Vous pouvez déposer le capital social en espèces, sous forme de chèque ou de virement bancaire auprès d’une banque ou d’un notaire. De même, la Caisse des dépôts et consignations peut constituer votre lieu de dépôt. Les documents à fournir au moment de déposer le capital sont :

  • la pièce d’identité du déposant et des autres actionnaires de l’entreprise,
  • les statuts de la société,
  • la liste des souscripteurs des titres sociaux,
  • l’adresse du siège social,
  • la demande de dépôt,
  • l’adresse du représentant légal de l’entreprise,
  • le règlement du dépôt et l’attestation de provenance des fonds.

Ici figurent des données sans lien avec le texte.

PR #228, opened 2015-02-26
missing value PIDFile for systemd

Pajinek:
Missing value PIDFile=/var/run/rhn-search.pid

Command "systemctl status rhn-search" returns exit code 3
Active: inactive (dead) since St 2015-02-25 17:30:07 CET; 26min ago

I add PIDFile and systemctl return 1. When I run "systemctl enable rhn-search" and then I reload systemctl, the systemctl status is 0.


tlestach:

Les fonds ne seront débloqués que lorsque l’immatriculation sera effectuée. Vous devez également présenter l’extrait Kbis afin d’accéder aux fonds déposés.

déposer le capital social

La publication d’une annonce légale

Dans le cadre de la constitution d’une société, vous avez l’obligation de publier une annonce légale. Celle-ci se fera dans un journal d’annonces légales par arrêté de la préfecture. De même, le journal doit se trouver dans le même département que le lieu de domiciliation de votre entreprise. Pour précision, cette démarche administrative peut être réalisée en ligne.

Une annonce légale doit mentionner un certain nombre d’éléments :

  • la dénomination sociale,
  • le sigle,
  • la forme juridique,
  • le montant du capital social
  • l’adresse de domiciliation,
  • l’objet social,
  • la durée de la société,
  • les noms et adresses des associés solidaires,
  • l’indication du greffe du tribunal de l’immatriculation.

Depuis le 1er janvier, le coût de publication d’une annonce légale est devenu forfaitaire. Ce qui signifie qu’il ne dépend plus du nombre de lignes comme auparavant. Les coûts forfaitaires hors taxe en France varient en fonction de la forme juridique.

L’envoi du dossier au greffe pour obtenir l’immatriculation

Après l’envoi de votre dossier au greffe viennent l’inscription du registre du commerce et des sociétés (RCS) et l’immatriculation de l’entreprise. Il s’agit donc de la naissance administrative de la structure qui est matérialisée par l’extrait Kbis.

Le Kbis est le seul document officiel qui atteste de l’immatriculation de votre entreprise. Il regroupe l’ensemble des mentions connues par le RCS. En outre, vous obtiendrez votre numéro de TVA intracommunautaire, utile pour vos activités commerciales.

Enfin, l’envoi du dossier au greffe s’effectue auprès d’un organisme comme le Centre de Formalités des Entreprises (CFE). Vous devrez ainsi fournir une copie de votre carte d’identité, un justificatif de domicile, un document d’état civil, un certificat de dépôt de fonds et une fiche de déclaration sur l’honneur de non-condamnation.

Vous connaissez désormais les différentes démarches administratives à suivre dans le cadre de la constitution de votre société. N’hésitez pas à faire appel à un expert dans le domaine afin qu’il puisse vous accompagner dans votre projet.